Developing a new story line of your own is a better use of energy and imagination!


----------



## Lou Grant

The ones I've seen around here are mostly "inspired by" pieces rather then faithfull WG interpetations of the movie/TV show/video game.

What you're describing seems more character focused to me. And off the top of my head I don't recall seeing anything like that around here. And I'm thinking you're on your own for that Master of Disguise one. Although it does sound interesting. Maybe your query will inspire someone.


----------



## lostgate

Sorry for hijacking the thread a little, but do you have a link to the hermione story?


----------



## GooberDude737

i was going to mention how on king of queens carrie gains alot, its rarely mentioned though, and sadly she loses most of it, she looked better big. but i figured you knew that one...lol, later that night though i was watching how i met your mother, and the episode was lilly put on her wedding dress and it didn't fit, somehow she wasn't trying and lost too much weight, and since it cost too much to take it in she decided to gain the weight. she doesn't look any different, but the episode has her stuffing her face and robin encouraging her, even yells at her calling her a skinny -itch. i was hoping it would end with her dress being too tight, and her going, "oh crap" but sadly it didn't.


----------



## HeidiRayson

Probably far too late for anyone to see this now, but I wondered if you meant something like this...
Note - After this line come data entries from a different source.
PR #611, opened 2022-10-04
reading to and writing from file implemented, report needs review

TymurProkhorov:
Can`t realise how to separate different logical parts to different methods, so now I`ve just marked it by comments.

### DIFF
--- a/src/main/java/core/basesyntax/WorkWithFile.java
+++ b/src/main/java/core/basesyntax/WorkWithFile.java
@@ -9,39 +9,21 @@ import java.io.IOException;
 
 public class WorkWithFile {
     private static final String LINE_SEPARATOR = System.lineSeparator();
-    private static final String DATA_SEPARATOR = ", ";
+    private static final String DATA_SEPARATOR = "\\W+";
     private static final String SUPPLY_CONSTANT_FOR_RESULT = "supply,";
     private static final String BUY_CONSTANT_FOR_RESULT = "buy,";
     private static final String RESULT_CONSTANT = "result,";
-    private String dataFromFile;
-    private String report;
-
-    public String getDataFromFile() {
-        return dataFromFile;
-    }
-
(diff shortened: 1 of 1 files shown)


src/main/java/core/basesyntax/WorkWithFile.java
```diff
@@ -1,8 +1,59 @@
 package core.basesyntax;
 
-public class WorkWithFile {
+import java.io.*;
```
ChumakAn, line 3: common mistake 
image

src/main/java/core/basesyntax/WorkWithFile.java
```diff
@@ -1,8 +1,59 @@
...
 
+public class WorkWithFile {
     public void getStatistic(String fromFileName, String toFileName) {
+        // read from file
+        File file = new File(fromFileName);
+        StringBuilder stringBuilder = new StringBuilder();
+        try {
+            BufferedReader reader = new BufferedReader(new FileReader(file));
```
ChumakAn, line 11: what about try-with-resources?

ChumakAn (changes requested):
try to make separate methods with this code, you can divide it in methods with the similar parts as you've added comments 
Also remember about reading the common mistakes and avoiding them. Also you have some magic numbers and strings, make them contants

src/main/java/core/basesyntax/WorkWithFile.java
TymurProkhorov: I saw it, but couldnt fix. Thanks for help)

ChumakAn (changes requested):
Your code didn't pass the tests, you can see the detailed logs in the Java CI build failure report. When you call createReport method, you don't save the result of report to any variable and don't pass it to the writeToFile method, as a result, you have nothing to write into the file

ChumakAn (approved):
LGTM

https://www.wattpad.com/story/70432077-fall-and-i-will-catch-you-a-drarry-fanfiction
https://www.wattpad.com/story/71060613-together-we-can-soar-a-drarry-fanfiction-falling-2
https://www.wattpad.com/story/79476764-tomorrow-we-will-shine-a-drarry-fanfiction-falling

It's not following the plot but it's attempting to keep the same characters and continue them on after the films but with one of them having gained weight that is definitely not the focus of the story but is a recurring theme throughout the three parts. Sounds a similar idea to your Master of Disguise example.


----------